After entering into a stipulation and agreement to settle and dismiss the claims (“the settlement agreement”), the district judge entered an order approving the settlement on April 2, 1999. On June 15, 2005, however, plaintiffs filed a motion- for an order directing compliance with the settlement agreement and a final judgment (“motion for an order for compliance”) alleging that Imo breached the settlement agreement. The parties jointly agreed to limit the current allegations that Imo breached the settlement agreement to eight claims set forth in a joint proposed discovery plan. (Docket Entry # 112).

After filing the initial compliant, the district judge conditionally certified the following class on August 16,1995:

All persons formerly employed as production and maintenance employees by the defendant Imo Industries and its predecessors at the Boston Gear Works plant in Quincy, Massachusetts, who are now retired with a pension, and their spouses and eligible dependents of deceased persons formerly employed as production and maintenance employees by Imo Industries and its predecessors at its plant in Quincy, Massachusetts who retired with a pension.
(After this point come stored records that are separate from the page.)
PR #3239, opened 2026-07-26
fix(ci): pin the flip-branch name, and make it unique per ATTEMPT

Balizero1987:
Supersedes #3229 — same delta, without the merge commit that dragged main's files into the diff
(and therefore into the pre-push classifier's risk assessment).

#3207 cured the nine-day `docs-inventory-refresh` outage by run-scoping the flip branch. **The
outage fix is #3207's.** Two things it left open:

### 1. `GITHUB_RUN_ATTEMPT` — re-running a failed run reuses its run id

That matters here specifically because failure mode #1 of the same outage (`GitHub Actions is not
permitted to create or approve pull requests`) kills the run **after** its branch is pushed. An
attempt that pushes and then dies leaves the branch behind, so clicking "re-run" reproduces the
identical `! [rejected] … (non-fast-forward)` that run-scoping was added to kill. The attempt
counter is the only component of the name that differs between attempt 1 and attempt 2.

```diff
-BRANCH="docs/auto-sync-inventory-${DATE_SLUG}-${GITHUB_RUN_ID}"
+BRANCH="docs/auto-sync-inventory-${DATE_SLUG}-${GITHUB_RUN_ID}-${GITHUB_RUN_ATTEMPT}"
```

### 2. Nothing pins it

#3207's test-file changes cover the alert cooldown; the branch name is held only by a comment, and
a comment does not fail CI.

**Guilt proved empirically on both names that really shipped** — the date-only one that caused the
outage, *and* #3207's `RUN_ID`-only cure, which is correct for the twice-daily case and still
collides on a re-run. Innocence: 34/34 pass, the date slug is still required (readability), and
the prefix contract is asserted against `liveness.ORGAN_PR_BRANCH_PREFIX` rather than a copy of
the string.

The pin lives in the test file `.github/workflows/immune-enforcement.yml` already names on a real
pytest line — and that workflow is `on: pull_request` with **no** `paths:` filter, so it runs on
every PR. Verified rather than assumed: `scripts/tests/` is collected by no glob in this repo, so
a guard added as a new file there would sit green forever (superscar #2 — written, not armed).

### DIFF
--- a/.github/workflows/docs-inventory-refresh.yml
+++ b/.github/workflows/docs-inventory-refresh.yml
@@ -147,7 +147,14 @@ jobs:
           # "! [rejected] ... (non-fast-forward)". That was failure mode #2 of
           # the 2026-07-22..26 nine-day outage; mode #1 is handled at pr-create
           # below. Measured then: 9 consecutive failed runs, 9 orphan branches.
-          BRANCH="docs/auto-sync-inventory-${DATE_SLUG}-${GITHUB_RUN_ID}"
+          # GITHUB_RUN_ATTEMPT too, not RUN_ID alone: re-running a failed run
+          # REUSES its run id. So an attempt that pushed its branch and then
+          # died (which is exactly what mode #1 above does — it dies at
+          # pr-create, after the push) leaves that branch behind, and hitting
+          # "re-run" reproduces the identical non-fast-forward rejection that
+          # run-scoping was added to kill. The attempt counter is the only part
+          # of the name that changes between attempt 1 and attempt 2.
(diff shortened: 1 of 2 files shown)


Balizero1987:

`diff_sha=71017344bcb377f0` · 101 lines · diff_complete=True

- ✅ **codex** → `green` — The per-attempt branch suffix prevents rerun collisions while preserving downstream prefix compatibility, and the targeted regression tests cover both historical collision-prone names.
- ✅ **claude-opus** → `green` — Infra-only change: adds ${GITHUB_RUN_ATTEMPT} to the auto-sync flip-branch name so re-runs (which reuse GITHUB_RUN_ID) don't collide with an orphan branch from a failed-after-push attempt, plus a well-constructed innocence+guilt pin test. No production/security/embedding/router/migration surface touched; reasoning is sound and the test correctly rejects both historical branch names.
)

---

(Docket Entry #22). By definition, the class therefore included only Boston Gear employees already retired including those age 65 and older and potentially those under the age of 65. 2

*437 On June 8, 1998, the district judge issued a ruling denying a summary judgment motion filed by Imo. Noting that the PCA incorporates the language of the CBA concerning retiree medical benefits 3 and that the PCA’s applicability clause applies to employees listed in appendix A, 4 the district judge determined that the PCA “on its face applies only to active employees listed in the Plant Closing Agreement Appendix.” (Docket Entry # 66). Notably, the district judge found no ambiguity in the PCA. By “its terms” and “on its face,” the PCA “applies only to active employees listed in” appendix A. 5 (Docket Entry # 66).
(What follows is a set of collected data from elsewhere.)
PR #3166, opened 2026-07-25
feat(wr2): emit wr2_episode_published — the WR3 ignition, built and firebreaked

Balizero1987:
Step 1 of the WR3-into-WR2 build order (`docs/wr3/2026-07-26-wr3-into-wr2-single-media-surface.md` §5).

## The defect

WR3 has produced **zero episodes in 57 days**. Not one organ is broken. The `wr2_episode_published`
channel, its SQL helper (migration 186), the WR3 supervisor's LISTEN and the `wr3-design-architect`
route have all existed since May. **Nothing ever emitted the event** — the nerve was connected at
neither end. This PR is the emitting end.

## Where it fires

The true publish point in `wr2_ig_publish.py`: after Meta confirms the post, after the ledger, queue
and `war_room_posts` records land, before the `IG_URL=` stdout contract line the app parses.

Deliberately **not** the `rendered` transition — WR2 renders more carousels than it publishes, so
firing there would spend Veo credits on drafts that die in review. Best-effort by construction: the
post already exists on Instagram, so nothing in the handoff may turn a successful publish into a
failed run (same contract as `_ledger_record_result`).

## Why it ships OFF

`WR2_WR3_HANDOFF_ENABLED` is unset everywhere. This is a **firebreak, not tech debt**: the live
supervisor on Pro runs `WR3_DRY_RUN=false` and dispatches `wr3-design-architect` through
`claude --print`, so emitting is the real ignition. Two contract gaps, both **measured** this session
rather than recalled:

1. **`primary_claim_ids` exists in 0 of 23 WR2 briefs on disk.** It is the field the entire companion
   claim-inheritance rests on (the reason WR3 never re-queries NotebookLM). Empty makes
   `companion-mode.yaml` fall back to sub-mode `story_15s`.
2. **`story_15s` renders 15 s under a 20-credit ceiling** — the opposite of the ruled contract of
   `60 s ≤ duration ≤ 150 s` (~80-190 credits, two language cuts). Arming today would ship
   15-second stories against that ruling.

Tracked in the modus PENDING-ARMS ledger with the arming condition and a falsifiable proof: the
supervisor's stdout has never contained a single dispatch line in its entire life, so that one line
is the proof that the nerve fired.

## Tests — 14, mutation-verified

Three mutations were run against the corpus; **each one now turns it red**:

| mutation | first result | why |
|---|---|---|
| payload key dropped | red | the contract test bit immediately |
[...]

PR #3243, opened 2026-07-26
feat(wr2): a claim contract, so WR3 never inherits an id backed by nothing

Balizero1987:
## Il terreno, misurato — non ricordato

WR3's companion inherits `primary_claim_ids` from the WR2 brief and **deliberately does not re-verify them** (Law 2 — NB source ids never re-enter the room). That inheritance is only sound if an id points at something WR2 actually checked. Across all 23 briefs on disk:

- **`primary_claim_ids` appears in ZERO of them.** The PENDING-ARMS line read "field absent in 23 of 23", which sounds like a row to add. It is deeper: **the concept does not exist in WR2.**
- **~90 distinct top-level keys**, most appearing exactly once — the brief is LLM-authored free-form JSON with no schema.
- `key_facts` is `list[str]` in 18 briefs, `list[dict]` in 3. The structured three are dated **05-19, 05-19, 07-15** while the two most recent (**07-20, 07-21**) are back to plain strings → **LLM variance, not a newer pipeline** that time would fix.
- A third shape exists: `{"id": "KF-1", "fact": ...}` — an author id that traces to nothing.

That rules out the tempting shortcut. Deriving ids from the free-text strings would mint handles onto assertions whose grounding is a prose convention followed intermittently: the companion would *look* grounded, the dispatcher would proceed, and **Veo would spend real credits on it**.

## Perché il vocabolario è chiuso

`source_status` is free prose today. One real value on disk:

```
verified_web (FAQ example) / operator_brief (Rp10m illustrative figure,
consistent with the confirmed 0.5% rate)
```

`status.startswith("verified")` **accepts that string** and promotes an explicitly *illustrative* rupiah figure to a verified claim — which WR3 would then state as fact in a published video. Cicatrix #3 in its purest form: matching the **form** of the status instead of the **entity** it denotes. Tokens are parsed against a closed set; anything that does not parse cleanly is refused **and counted**, so an honest zero still says why.

## Il contratto

- A claim needs text **+** source **+** a status of allowed tokens, at least one of which asserts first-hand verification (corroboration alone is not enough).
- Ids are deterministic — `sha256(text|source)`, whitespace-normalised so reflowing a brief does not orphan every downstream WR3 reference.
- A brief **may narrow** the set, or **name its own ids** — but only on a record that already proved it has a source and a verified status. An id on a bare assertion is a phantom; **the difference is the backing, not the name.**

Tightens one test from #3166 that declared `primary_claim_ids` with nothing behind it — exactly the shape now refused. The old shape is kept as a guilt case; the test's real intent (WR2 finally emits them → they are inherited) is preserved by giving the ids their records.

## `--scan`, e un selettore che mentiva

`python scripts/wr2_claims.py --scan` reports how much of the corpus satisfies the contract: **today 1/23 briefs, 19 claims**. That number is the one the WR2→WR3 ignition is waiting on — the day it stops being 1/23, the gap has closed.

It skips dot-directories: `Path.glob("*/...")` matches them and the shell's `*` does not, which is how the same tree measured **24 and 23 within one minute**. The 24th was `.bali-pma-rental-crackdown.bak-pre-revise-20260714`. Two globs disagreeing means the **selector** is the defect, not the count — a dead snapshot must never move the denominator, let alone supply a claim.

## Verifica

18 tests, guilt-first. Mutation-checked, **all six bite**:

| mutazione | esito |
|---|---|
| status a sottostringa (`startswith("verified")`) | 6 failed |
| dichiarazione senza backing onorata | 2 failed |
| stringhe accettate come claim | 4 failed |
| id d'autore onorato **prima** della validazione | 3 failed |
| dot-dir contate nel corpus | 1 failed |
| sola corroborazione basta a verificare | 1 failed |
| *(ripristino)* | 32 passed |

Named in `wr2-queue-tests.yml` beside the emitter it gates. Full battery: **714 passed**.

**Limite dichiarato**: `wr2-queue-tests` is not one of `main`'s required contexts, so a red run there is advisory-only today.

**Nota di merge**: this PR and #3235 both touch `.github/workflows/wr2-queue-tests.yml` at adjacent lines. #3235 lands first; if the merge conflicts, it resolves by keeping both blocks.

## Cosa resta

The contract exists; the brief pipeline still has to emit it. That half is a **schema** problem, not a prompt problem — the 3-of-23 scatter is the proof that asking an LLM nicely does not survive contact with variance.


Balizero1987:

`diff_sha=2b00db74c252ee09` · 736 lines · diff_complete=True

- 🔴 **codex** → `red` — The claim contract does not establish actual verification and the promised empty-claim halt is absent, so unchecked content and unintended rendering spend remain possible. Merge must be blocked until verification provenance is authoritative and the downstream skip is enforced.
    - 🔴 P0: scripts/wr2_claims.py:193 — A free-form, LLM-authored `source_status` token is treated as proof of verification; any fabricated record containing `verified_web` or `nb_verified` receives a trusted claim ID, while WR3 explicitly skips re-verification and its legal-verbatim gate, creating a path for unchecked claims to reach published video.
    - 🔴 P0: scripts/wr2_ig_publish.py:767 — The empty-claim path only logs that the companion will be skipped; it still emits the handoff, and `wr3_companion_dispatcher.py` currently falls back to `story_15s`, so the advertised no-render/no-Veo-spend safety behavior is not implemented.
    - 🟠 P1: scripts/wr2_claims.py:230 — If `primary_claim_ids` contains any unknown ID, the resolver returns every derived claim instead of the valid intersection; a malformed narrowing request therefore silently broadens the exported claim set.
- ✅ **claude-opus** → `green` — Clean, well-tested claim-contract module that hardens the WR2→WR3 handoff (closed status vocabulary, no id minted without a sourced+verified record, phantom declarations refused). No hard-rule violations: no ANTHROPIC/OPENAI key usage, no embedding change, no httpx-in-loop, no secrets, no migration/router/endpoint surface; CI wiring updated in both the path-trigger list and the pytest run, and the behavior change is covered by unit tests plus updated handoff tests.
    - 🟠 P1: scripts/wr2_claims.py:~238-258 (scan_corpus) — uses print() for corpus reporting against the 'no print() in business logic' rule. Borderline: it's a standalone operator/CLI diagnostic reached only via _cli()/__main__ (the production path _build_wr3_handoff_payload correctly uses logger), so print-to-stdout is arguably the right pattern here. Confirm scan_corpus stays CLI-only and is never called from a service path; otherwise switch to logger.
)

---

Appendix A, which lists the active employees working as of May 16, 1990, includes a number of Boston Gear employees who had not retired as of May 16, 1990, as well as those who were not yet eligible to retire. (Docket Entry # 129, ¶ I; Docket Entry # 125, ¶ 66). 6 When a number of these employees retired from Imo, the company did not -notify them of any right to receive medical coverage. 7 For example, Ralph Fabrizio is listed in appendix A and was an active employee in May 1990. He retired and began receiving a pension *438 in September 2000. Imo did not, however, notify him at the time he retired about the ability to receive retiree medical benefits.

The PCA also provided pension benefits “in accordance with the provisions of [the CBA]” to all “employees listed on the active payroll and working as of May 16, 1990.” (Docket Entry # 129). The PCA stated unequivocally that these employees “shall be vested.” (Docket Entry # 129).